Every so often, I run across great stories of geniuses who show exceptional mental prowess, often while still young. I'm going to share some of my favorites.

The first is probably the most famous, featuring a young Carl Friedrich Gauss. It may or may not be true, but I'll pass it on anyway. Gauss' teacher needed to occupy the students with busy work (some versions of the story say it was to talk to other faculty members, others say it was to take a nap), so he assigned the students to add up all the numbers from 1 to 100. Young Gauss was able to produce the correct answer, 5050, in just a few seconds, and without writing anything down!

How was that possible? Gauss took a look at the problem first, and was able to find a pattern that made the problem far simpler. His aha! moment came when he realized 1+100=101, as did 2+99, 3+98, and so on, all the way up to 50+51! Thus the problem became a matter of multiplying 50 by 101, which is much easier and quicker to do mentally. The bloggers at Better Explained can not only help you better understand how problems like this are solved, but also help you realize that one problem doesn't mean only one approach.

This next story is far more recent, and concerns Arthur Benjamin, whom many of you probably know from his TED video. In his book Secrets of Mental Math, Dr. Benjamin tells of a time when he was only 13, his teacher demonstrated how to work out a problem, and concluded with an answer of 108². Apparently unhappy with what he saw as an unfinished problem, he blurted out that 108² was simply 11,664!

The teacher was amazed that a 13-year-old could square a number like 108 in his head. The method he used, detailed in the above book, was roughly the same as this squaring method described on MathPath. When he explained his approach, and the teacher commented that she'd never run across this method, thoughts of being famous for this new discovery ran through his mind! Unfortunately, when he ran across the very same method in Martin Gardner's Mathematical Carnival, he realized this was not to be. I suggest reading the full story in Secrets of Mental Math, not only for the method, but also to learn how he discovered it on his own.
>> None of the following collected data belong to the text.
PR #51, opened 2021-06-08
ADAPT-2565

romakravchuk:
# READY FOR REVIEW/NOT READY
- (Edit the above to reflect status)

# Summary
- TL;DR - what's this PR for?

# Needed By (Date)

# Urgency
- How critical is this PR?

# Steps to Test

1. Do this
1. Then this
2. Then this

- JIRA ticket
- Other PRs

# See Also

### DIFF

Dr. Solomon Golomb, who is a respected mathematician, engineer, and puzzle expert, had his own great moment in his college freshman biology class. The teacher was explaining that human DNA has 24 chromosomes (as was believed at the time), so the number of possible cells was 2²⁴. The instructor jokingly added that everyone in the class knew what number that was. Golomb immediately responded that it was 16,777,216. When the instructor didn't believe the number was right, and looked through his noted to find the correct number, he was stunned to find that Golomb was exactly right! Not surprisingly, Golomb instantly the nickname, “Einstein” from his fellow students.

But how did he know the answer? As it happened, Golomb had memorized the answers to all the exponential expressions from 1¹ up to 10¹⁰ as a personal challenge. While he hadn't didn't know the answer to 2²⁴ itself, he did realize that it was the same as 8⁸, which he did know!

Learning the answers for exponential expressions up to 10¹⁰ is akin to learning the multiplication tables, but since the results go up into the billions, it seems much more impressive. You can learn to do this yourself in the brand new Exponential Expressions section of Grey Matters' Mental Gym.

Dr. Golomb's ability to stun his college instructor using memorized information reminds me of one of my own college experiences. In my case, I stunned my art history teacher with my ability to perfectly recall the names of 60 paintings, their respective artists, and the exact year each one was painted. Was I instantly regarded as an art genius? No, I was accused of cheating (click that link for the full story).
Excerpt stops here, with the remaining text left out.